Issue #265, opened 2018-03-08
New page: Board Policies


shrayshray:
We'd like to add a new page about Board Policies, with a list of policies linking to the PDF of each in our library/archive, and its date of adoption. Initially I thought these links could be on the About page, but there are approximately 70 ... so, is it possible to create a new page for this? 
I can send a mock-up of design, and spreadsheet with links/dates.

reginafcompton:
@shrayshray - we can create a new page for this. The mock-up, as always, would be very helpful!

shrayshray:
@reginafcompton below is a a mock-up, and I'll post the spreadsheet of links soon!
![boardpolicies](https://user-images.githubusercontent.com/28063988/37232777-4733aa64-23a5-11e8-9ad7-05621938b2b3.png)

shrayshray:
@reginafcompton @hancush would it be possible for Omar and I to have access to edit/update this page once it's set up?

reginafcompton:
@shrayshray - we need a little time to discuss options. Can we get back to you by early next week?

shrayshray:
Of course!

reginafcompton:
@shrayshray - we talked about implementation options, and we see two ways forward:

(1) DataMade creates a new page and periodically makes content changes, whenever requested by Metro.
(2) DataMade adds a Content Management System to Councilmatic - it would allow Metro admins to edit text on any of the static views (e.g.,  the new board-policy page and the about page).

The first option is very lightweight, but does not give Metro much freedom, i.e., only DataMade can make editorial changes.

The second option would require considerable time to implement (around 40 hours), but it will offer Metro greater autonomy. 

We can put together a more precise estimate for the second option, if it sounds like something you'd like to consider. It could be an additional scope or we could use maintenance hours for it. Let us know!

reginafcompton:
(Notes for development)

Relevant links for building a CMS:
https://github.com/datamade/openness-project-nmid/blob/e6fd35e56cfd17f84b6a1fcbe046893ea463180e/pages/models.py#L7

https://github.com/datamade/openness-project-nmid/blob/e6fd35e56cfd17f84b6a1fcbe046893ea463180e/pages/admin.py#L9

https://github.com/datamade/openness-project-nmid/blob/e6fd35e56cfd17f84b6a1fcbe046893ea463180e/camp_fin/base_views.py#L524

https://github.com/datamade/openness-project-nmid/blob/master/camp_fin/views.py#L46

[...]

PR #1229, opened 2025-04-04
Add board policies page type

xmedr:
## Overview

This branch adds a new board policies page type that takes much from the about us page, but also adds a new aside block to match the wireframe in the connected issue.

The asides will reserve a portion of the page if any exist. Otherwise the section content can continue to take up the full width. All asides will be stacked to the right as shown, and will be pushed to the bottom of the page at smaller screen sizes.

- Connects #265

### Demo
**Large screen with aside**
image

---

**Smaller screen with aside**
image

---

**Large screen without aside**
image

### Notes

Once this comes in, we can create an empty Board Policies page for them (with the correct slug) so that the nav link doesn't lead to an error.

## Testing Instructions
 * Head to the review app
   * It has been set up for the migrations involved


.pre-commit-config.yaml
```diff
@@ -16,4 +16,4 @@ repos:
     hooks:
       - id: flake8
         files: ^(lametro|councilmatic|tests)
-        exclude: lametro/migrations councilmatic/settings.py
+        exclude: ^(lametro/migrations|councilmatic/settings\.py)
```
xmedr, line 19: Migrations weren't actually being excluded from flake8 without this patterning.

README.md
```diff
@@ -150,9 +150,11 @@ Grab the values for the `AWS_ACCESS_KEY_ID` and the `AWS_SECRET_ACCESS_KEY` and
 Now you should be able to start uploading some files!
 
 ## Review Apps
-This repo is set up to deploy review apps on Heroku, and those pull from the staging database to match the experience of deploying as closely as possible! However, note that in order to prevent unapproved model changes from effecting the staging database, migrations are prevented from running on review apps. So those will still have to be reviewed locally.
+This repo is set up to deploy review apps on Heroku, and those pull from the staging database to match the experience of deploying as closely as possible! However, note that in order to prevent unapproved model changes from effecting the staging database, migrations are prevented from running on review apps by default.
 
-### Review apps for Wagtail changes
+If a branch involves a migration, either review those changes locally, or check out the following instructions to provision and populate a database for review apps.
```
xmedr, line 155: After doing this a few times, it seems that the instructions below would work fine for more than just wagtail changes and we wouldn't have to review any migrations locally if we don't want to. So I've adjusted the language to make that clear. Let me know if this isn't the case!

xmedr:
@antidipyramid ah they do now! I just had to add localhost to the allowed hosts. i'll change the review apps to always include that

image

antidipyramid (commented):
Board policies page editing and publishing works great, @xmedr! After publishing, the link at `/board-policies-page/` resolves correctly.

One thing I noticed was that the nav bar link to the board policies page doesn't seem to update correctly. On my end it links to `/board-policies-page/None/`.

Did I create the page in the right place in Wagtail?

Screenshot 2025-04-21 at 9 28 56 AM

xmedr:
@antidipyramid You definitely did create the right kind of page. The issue was that since it was named "Board policies page", the slug for it was also `board-policies-page`, but the navbar was looking for a shorter slug `board-policies`. I changed the slug for your page in wagtail and now the link works again.

I imagine when this page gets set up, either we or metro will have to make sure the slug is `board-policies`. Unless there's a more elegant solution I'm not thinking of.

image

image

antidipyramid (approved):
Works great, @xmedr.

Can the board policies page slug with be set using [this field](https://docs.wagtail.org/en/6.3/reference/pages/model_reference.html#wagtail.models.Page.slug)?

xmedr:
@antidipyramid Ah you're right it probably can! I could work on adding a migration that creates an empty board policies page, but I think it might be easier at this point to get this in and create it for them since we're trying to get this ready this week.

Issue #1233, opened 2025-04-30
FY26 Calendar


neilarellano:
Can we please add the new calendar for FY26. Can we have it show right underneath the current FY25 calendar?

Please see attached.

[FY26 Committee and Board Meeting Calendar.pdf](https://github.com/user-attachments/files/19983007/FY26.Committee.and.Board.Meeting.Calendar.pdf)

neilarellano:
Hi Team,

Can we please get this put up on the website soon?

Thanks!

antidipyramid:
Hi @neilarellano, thanks for re-upping. We'll definitely get the new calendar up today.

PR #1234, opened 2025-05-05
Add FY26 calendar links

antidipyramid:
## Overview

See title.

Connects #1233

### Demo

Screenshot 2025-05-05 at 3 24 52 PM

## Testing Instructions
 * Verify that there are fy26 calendar links on the home page and events page


xmedr (approved):
Works as expected! The links in the events page might look better if they were on the same line, but not a huge deal if we want to post it as is!

image

Issue #1215, opened 2025-02-18
Create pattern for handling general downloadable files


xmedr:
The Fiscal Year calendar is something that we manually update whenever Metro has a new one available. Let's start having things like that managed within Wagtail! In this case, we can have the app check for a fiscal year file within our wagtail managed files using something like a standardized naming convention and use that. If it doesn't exist, then we can fallback to the version uploaded locally.

If there are other spots that have files like this, then we can apply this pattern there as well.

antidipyramid:
@xmedr to add functionality to have two calendars on the site at a time. (see #1233 for example)

PR #1237, opened 2025-05-14
Allow for two wagtail manageable calendars

xmedr:
## Overview

This branch allows users to manage two calendars in wagtail - one `current` and one `upcoming`. After implementing this initially with just one calendar, it became apparent that metro will occasionally need to have the next fiscal year's calendar available for viewing before it starts.

- Connects #1215 

### Demo

image

---

image

---

image

### Notes

The review app's db has been set up for testing

## Testing Instructions
 * Log in to the review app and head to the Fiscal Year Calendars nav link
   * Confirm that two empty calendar objects exist, one labeled `current`, and the other `upcoming`
 * Upload a calendar to one or both of them
   * Confirm that the links on the index and events pages update to show one or two calendars, and that their links direct to the files you uploaded
 * Try to change the type of one calendar to the type of the other
   * Confirm that you get an error about only allowing one calendar of each type to exist
 * Try to add a new calendar
   * Confirm that you get an error about only allowing 2 calendars to exist at a time


lametro/models/cms.py
```diff
@@ -276,23 +281,36 @@ class FiscalYearCalendar(models.Model):
...
+        num_types = len(self.TYPE_CHOICES)
+        is_new_cal = not model.objects.filter(id=self.id).exists()
+
+        if model.objects.count() >= num_types and is_new_cal:
             raise ValidationError(
-                "Only one calendar can exist at a time. "
-                "Please edit the existing calendar object."
+                f"Only {num_types} calendars can exist at a time. "
+                "Please edit the existing calendars."
             )
```
xmedr, line 307: I figure that basing this first conditional off of the number of possible calendar types would make it easier to just drop in new types if/when they want another.

antidipyramid (approved):
Can confirm everything works as expected.

Just a suggestion for possible future iterations: the Wagtail docs have a nice [example](https://docs.wagtail.org/en/stable/extending/admin_views.html#creating-admin-views) of adding a calendar view to the admin interface. I wonder if we could simplify it (from Metro's perspective) by doing something like they show.

Screenshot 2025-05-23 at 11 22 46 AM

Also, Metro tends to prefer the calendars to stack but we can tackle that in the future as well.

Issue #1238, opened 2025-05-21
QA for CMS v0.2


hancush:
### New features

- #1189 
- #1202
- #1216
- #1223
- #1227
- #1229
- #1220

### Diff

https://github.com/Metro-Records/la-metro-councilmatic/compare/main..feat/cms-epic

## Testing instructions

- Follow the testing instructions in each of the listed PRs to confirm all functionality works as intended
- Check core areas and functionality of the site to confirm existing features have not be affected

xmedr:
I just tested all of these pr’s ahead of handing the testing over to metro and found a small handful of issues that I can address:
- **Board member details**: For some reason, the “member of” filter returns members that don’t match.
- **Alert expiration**: The expiration part works just fine, but the colors of alerts don't match between the admin and the site.
- **Board policies page**: Would be nice to have a check for whether to display the link for this in the nav. That way metro has some time to create the page and there isn't a dead link on the site.
- Every other pr worked as expected.

One thing to note is that for the "wagtail modeladmin to snippets" change, I noticed an event notice was appearing on events that had passed even if the notice wasn't set that way. But I'm fairly certain this is because this is a staging site that is probably missing some scrape or check for past events. The same does happen locally for me on the main branch which doesn't have this change, but does not happen on regular staging and prod. I don't believe this will be an issue for those environments, but we should double check regular staging when we do push this up.

xmedr:
Fixes and changes from main have been merged into the `cms-epic` branch, and testing has been passed on to Metro! I've suggested a deadline of June 6th.

PR #1220, opened 2025-03-11
Migrate event agenda management to CMS

hancush:
## Overview

See title. Part of our grand transition to Wagtail. As part of cleanup, this PR also breaks most of the event view code into a service and refactors the event admin actions into a unified interface.

Connects #1214

### Demo

Screenshot 2025-04-18 at 10 38 32 AM
Screenshot 2025-04-18 at 10 38 49 AM
Screenshot 2025-04-18 at 10 38 41 AM
Screenshot 2025-04-18 at 10 38 57 AM

## Testing Instructions
* Follow the instructions in the README to initialize and populate a database for the review app
* Visit some events with an agenda and confirm the event admin module says "This event's agenda has been scraped."
* Visit an event without an agenda and confirm the event admin module prompts you to upload one.
* After you add one, confirm the event admin module has a link to manage the manual agenda.
* Delete the manual agenda you added and confirm that the corresponding document still exists in Wagtail, but the event admin module flipped back to the prompt to upload one (i.e., the document link was removed).

PR #1239, opened 2025-05-21
Handle non-event views in EventAgendaLink

hancush:
## Overview

This PR addresses a bug introduced by #1220 which prevented any detail pages besides event detail pages from loading.

Connects #1238 

## Testing Instructions

* Visit event, person, and board report detail pages and confirm they render without error.


xmedr (approved):
Nice catch, all detail pages work as expected! I tested locally instead of on the review app since waiting for the scrape to run and the db to build would've taken a long time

# Exercise aim
Above are the entries. Output exactly the lines beginning with the line that has "I can send a" and ending with the line that has "The first option".

# Your solution
I can send a mock-up of design, and spreadsheet with links/dates.

reginafcompton:
@shrayshray - we can create a new page for this. The mock-up, as always, would be very helpful!

shrayshray:
@reginafcompton below is a a mock-up, and I'll post the spreadsheet of links soon!
![boardpolicies](https://user-images.githubusercontent.com/28063988/37232777-4733aa64-23a5-11e8-9ad7-05621938b2b3.png)

shrayshray:
@reginafcompton @hancush would it be possible for Omar and I to have access to edit/update this page once it's set up?

reginafcompton:
@shrayshray - we need a little time to discuss options. Can we get back to you by early next week?

shrayshray:
Of course!

reginafcompton:
@shrayshray - we talked about implementation options, and we see two ways forward:

(1) DataMade creates a new page and periodically makes content changes, whenever requested by Metro.
(2) DataMade adds a Content Management System to Councilmatic - it would allow Metro admins to edit text on any of the static views (e.g.,  the new board-policy page and the about page).

The first option is very lightweight, but does not give Metro much freedom, i.e., only DataMade can make editorial changes.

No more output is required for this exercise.